The COMMITS-CAN study is trying to understand ways in which cancer treatment (including chemotherapy, hormone therapy, immunotherapy and targeted therapy) affects glucose levels in people with type 2 diabetes.

We want to know whether glucose sensors, which measure glucose levels every minute, improve cancer outcomes by keeping glucose levels nearer the normal range. We are hoping the research in this study will help us to improve the care and outcomes of people with cancer who have type 2 diabetes.

Participants eligible for the study includes patients with breast, bowel or lung cancer who also have type 2 diabetes. The participants will be randomised to either monitoring with a Libre Freestyle device (blood glucose monitor) and support from the diabetes team or usual standard of care. Clinical outcome, glycaemic profile and quality of life will be studied.

The project will utilise Flash Continuous Glucose Monitoring to obtain continuous blood glucose readings for the individuals enrolled in the study and will link survey and routinely collected healthcare data, enabling the assessment of the relationship between granular glycaemic information and health outcomes for the first time.

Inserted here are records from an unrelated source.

PR #790, opened 2024-10-21
test: disable docker/rke2 e2e scenario

### LINKED ISSUE #755: Stabilize nightly E2E tests
### Description

Nightly E2E tests have been failing for a few days now, example: https://github.com/rancher/turtles/actions/runs/11024535042. We need to investigate what's the root of the issue and fix it.

salasberryfin:

Nightly E2E tests are systematically failing and the common issue is the Docker+RKE2 test case. This may be related to some memory limits (@Danil-Grigorev noticed something similar in short E2E test executions) because I've had the tests passing locally in multiple tries.

For now, I suggest we disable this specific scenario, as **it is adding noise to our nightly tests which we no longer can rely on for detecting unexpected failures**. Let's see if disabling this improves the health of these tests. I'd say there's no harm in disabling this, as testing CAPD scenarios is not that relevant in nightly E2E.

Fixes #755

My suggestion is to try to stabilize tests and, once we accomplish this, let's focus on cleaning up test suites that are becoming less relevant. For example:
- reduce (or even remove) v1 import validation
- rethink if it is required to test the embedded capi disabled scenario (this should be covered by any of the other scenarios).

**Checklist**:

- [ ] includes documentation
- [ ] adds unit tests

### DIFF
--- a/test/e2e/suites/import-gitops-v3/import_gitops_v3_test.go
+++ b/test/e2e/suites/import-gitops-v3/import_gitops_v3_test.go
@@ -62,7 +62,7 @@ var _ = Describe("[Docker] [Kubeadm] - [management.cattle.io/v3] Create and dele
 	})
 })
 
-var _ = Describe("[Docker] [RKE2] - [management.cattle.io/v3] Create and delete CAPI cluster functionality should work with namespace auto-import", Label(e2e.FullTestLabel), func() {
+var _ = Describe("[Docker] [RKE2] - [management.cattle.io/v3] Create and delete CAPI cluster functionality should work with namespace auto-import", Label(e2e.LocalTestLabel), func() {
 	BeforeEach(func() {
 		komega.SetClient(setupClusterResult.BootstrapClusterProxy.GetClient())
 		komega.SetContext(ctx)


test/e2e/suites/import-gitops-v3/import_gitops_v3_test.go
```diff
@@ -62,7 +62,7 @@ var _ = Describe("[Docker] [Kubeadm] - [management.cattle.io/v3] Create and dele
 	})
 })
 
-var _ = Describe("[Docker] [RKE2] - [management.cattle.io/v3] Create and delete CAPI cluster functionality should work with namespace auto-import", Label(e2e.FullTestLabel), func() {
+var _ = Describe("[Docker] [RKE2] - [management.cattle.io/v3] Create and delete CAPI cluster functionality should work with namespace auto-import", Label(e2e.DontRunLabel), func() {
```
Danil-Grigorev, line 65:
```suggestion
var _ = Describe("[Docker] [RKE2] - [management.cattle.io/v3] Create and delete CAPI cluster functionality should work with namespace auto-import", Label(e2e.LocalTestLabel), func() {
```
Should be a better option. WDYT?

salasberryfin: Fair point, I'll switch to local.

Danil-Grigorev (approved):

furkatgofurov7 (approved):

PR #796, opened 2024-10-21
feat: bump provider versions with updatecli

### LINKED ISSUE #795: Automate provider version bumps
# Description

After creating a forked version of CAPI projects (core, providers, etc.) we now need to take care of publishing mirror releases ourselves. While looking at https://github.com/rancher/turtles/issues/785, there should be a mechanism to simplify the process and automate as many steps as possible. Turtles maintains a list of URLs pointing to all pre-built providers in a configuration file [here](https://github.com/rancher/turtles/blob/main/internal/controllers/clusterctl/config.yaml). We can use [updatecli](https://github.com/rancher/turtles/blob/main/internal/controllers/clusterctl/config.yaml) to automate creation of version bump PRs.

## Options
- Easiest solution is to schedule executions of this automation and let it check what the latest release is for each of the projects. `updatecli` is smart enough to then only generate a PR if there are changes to the configuration file.
- We could also test the possibility of using a dispatch webhook so events in forked repositories can trigger actions in Turtles to run `updatecli`.

salasberryfin:

This PR adds a new `updatecli` GitHub Action that is executed daily to check for new releases of the CAPI projects we ship with Turtles. If a new release is found that does not match the one specified in `./internal/controllers/clusterctl/config.yaml`, it will update it and create a PR with all the changes.

Fixes #795 

With this workflow, the idea is that we can use the existing GitHub Actions from the forked repositories to create new releases, then in the scheduled execution of the `updatecli` action, it will create a PR to bump the version in the configuration file.

**Checklist**:

- [ ] includes documentation
- [ ] adds unit tests

### DIFF
--- a/updatecli/updatecli.d/manifest.yaml
+++ b/updatecli/updatecli.d/manifest.yaml
@@ -1,0 +1,165 @@
+name: Bump CAPI providers version
+
+# define scm for turtles
+scms:
+  turtles:
+    kind: github
+    spec:
+      user: turtles-bot
+      email: turtles@suse.de
+      owner: rancher
+      repository: turtles
+      token: '{{ requiredEnv "UPDATECLI_GITHUB_TOKEN" }}'
+      username: '{{ requiredEnv "UPDATECLI_GITHUB_ACTOR" }}'
+      branch: main
+
+# retrieve latest provider release
+sources:
+  capirelease:
+    kind: githubrelease
+    name: Get the latest core CAPI release
+    spec:
+      owner: "rancher-sandbox"
+      repository: "cluster-api"
+      token: '{{ requiredEnv "UPDATECLI_GITHUB_TOKEN" }}'
+      username: '{{ requiredEnv "UPDATECLI_GITHUB_ACTOR" }}'
+      typeFilter:
+        latest: true
+  caprke2release:
+    kind: githubrelease
+    name: Get the latest CAPI RKE2 bootstrap/control plane provider release
+    spec:
+      owner: "rancher"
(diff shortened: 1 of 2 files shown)


updatecli/updatecli.d/manifest.yaml
```diff
@@ -0,0 +1,165 @@
+name: Bump CAPI providers version
+
+# define scm for turtles
+scms:
+  turtles:
+    kind: github
+    spec:
+      user: turtles-bot
+      email: turtles@suse.de
```
furkatgofurov7, line 9: is this bot already exists?

furkatgofurov7 (commented):
Looks good, although interested to know if there was a way to test this somehow beforehand

updatecli/updatecli.d/manifest.yaml
salasberryfin: I tested this with my own fork of Turtles and using upstream CAPI repositories as source for new releases. It's not the exact same scenario but it's the closest I could test before merging. You can take a look at a sample PR `updatecli` created in my fork [here](https://github.com/salasberryfin/rancher-turtles/pull/10). I did not have to create a bot beforehand.

furkatgofurov7: Thanks @salasberryfin, it looks good to me, although PR was created using GHA bot? I thought turtles-bot would be normal GH user created by use and part of the org with right permission to push changes.

Also, I have one follow-up question: https://github.com/salasberryfin/rancher-turtles/pull/10/files#r1810287894

Danil-Grigorev (approved):
Thanks!

PR #834, opened 2024-10-31
feat: opt out of cluster owner rbac

salasberryfin:

Preparing for new Rancher release that will include a feature that allows to bypass setting a creator owner on the resource. Import controller now adds the annotation `field.cattle.io/no-creator-rbac` on any Rancher clusters it reconciles. This will apply to newly created clusters and to existing ones that are subject to reconciliation.

You can take a look at https://github.com/rancher/rancher/pull/47259, where this new option is introduced.

Fixes #

Also updates E2E and import controller tests to check that clusters are properly annotated.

The Primary Objective of the study is to test the hypothesis that the proportion of patients who complete planned pharmaceutical therapy without meaningful interruption or dose adjustment is superior with the FreeStyle Libre device (flash glucose monitoring) and enhanced diabetes support.

Four secondary objectives; 1. To assess the feasibility of using glucose profile, provided by flash glucose monitoring data, to predict adverse events over the course of cancer treatment, 2. To examine the acceptability of using the FreeStyle Libre device and LibreView in a cancer context, 3. To determine the feasibility of using a desirability of DOOR framework, 4. To determine assess the cost effectiveness of the addition of the FreeStyle Libre device and enhanced diabetes support.